When Vardy’s lawyer Hugh Tomlinson QC suggested Rooney had wanted the fake news to be made public, Rooney replied: “I didn’t want it to be out there, I wanted it for my own evidence. A story out there but it was totally untrue.”

Rooney confirmed that she “chose not to tell The Sun it was untrue?” and allowed her PR to “tell a little fib”.

Rooney ultimately accused Vardy of leaking from her Instagram account in October 2019, but had contemplated a public reveal after the gender selection story in August that year.

“I thought about what I was going to do. In the back of my mind I would have liked to do what I did in October on that day”, she told the court.

“But I felt it was too quick. I only had this one.

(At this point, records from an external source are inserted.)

PR #10625, opened 2022-09-29
Added job.getRunsOn

henti:
Added https://docs.github.com/en/actions/using-workflows/workflow-syntax-for-github-actions#jobsjob_idruns-on


erik-krogh (dismissed):
👍

erik-krogh (approved):

PR #10626, opened 2022-09-29
WIP: Kotlin: Adjust java-kotlin function lookup

tamasvajk:


java/ql/integration-tests/posix-only/kotlin/gradle_kotlinx_serialization/diagnostics.expected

“That’s when I thought I would continue to do it again and see if it got the same account.”

The bombshell reveal came after a second story, allegedly lifted from Rooney fake private Instagram posts, was published concerning a flooded basement.

When Mr Tomlinson suggested she had been behind a “serious and concerted operation”, Rooney downplayed the complexity.

Rebekah Vardy arrives at the Royal Courts Of Justice (Yui Mok/PA) (PA Wire)

“I found out whose account it was at the end of it. At the time of doing it, it was important, but I feel in public it’s been made a lot bigger than what it was”, she said.

“It wasn’t hard, anyone could do it. I feel it’s been made bigger than what it was. It worked for me and I found out at the end which account was doing it.”

Rooney, who finished her evidence on Monday, said she made a “conscious decision” to go public with her suspicions about the leaks to the press rather than confront Vardy privately.

“I decided that was what I wasn’t going to do”, she said, of speaking to Vardy.

“I felt she had a relationship with the press, I thought maybe if I did approach her she might twist it and she might say it wasn’t her, cover it up, somehow be nice and not truthful. So I didn’t give her that opportunity.”

She added: “I believed it was her account and she knew about it.”

One of her PR agents gave evidence on Monday afternoon and told the court she was kept in the dark about the ‘Wagatha Christie’ sting operation and was “gobsmacked” when she had to deal with questions about a fake ‘gender selection’ story.

Rachel Monk received a query from The Sun newspaper about the story, which was allegedly fuelled by false posts Rooney had planted on her personal Instagram account to find out who was leaking stories to the press.

The PR agent said she spoke to journalist Ellie Henman “off the record” and offered advice that the story did not sound true.

(PA)

“I thought there was absolutely no chance of there being any truth in this gender selection story,” Ms Monk said.

“I said to her that I just couldn’t believe or even imagine it being true. I did this more of a heads up off the record to Ellie because, even though there was nothing on the record, I saw no need for The Sun to run what I believed, from my knowledge of Coleen, to be an inaccurate story.

“Also because Ellie was a trusted and straight professional of mine, I didn’t want her to have her name on what I believed to be an inaccurate and ridiculous story.

“However, Ellie replied and told me that The Sun would be running with the gender selection story because “they had a screenshot” which confirmed their source. I was absolutely gobsmacked but had nothing further to add and we ended the call.”

Later a former Football Association staffer told the court she was subjected to verbal abuse when Rebekah Vardy and her entourage sat in the wrong seats at England’s Euro 2016 clash with Wales.

Vardy is accused of deliberately sitting behind Coleen Rooney to get better paparazzi coverage at the tournament game.

Harpreet Robertson, the FA’s family liaison officer who was in charge of ticketing, told the High Court she believed Vardy’s group had “chosen” to sit in the wrong seats.

“It was the worst moment I’ve had working at a match”, she said of the ensuing confrontation.

“I was just being told that we are not moving, we can sit where we want, do what we want, words to that effect.

“I was told where to go, basically, in not so nice language.”

The trial continues on Tuesday, when Ms Rooney’s husband, former England footballer Wayne, is due to go into the witness box.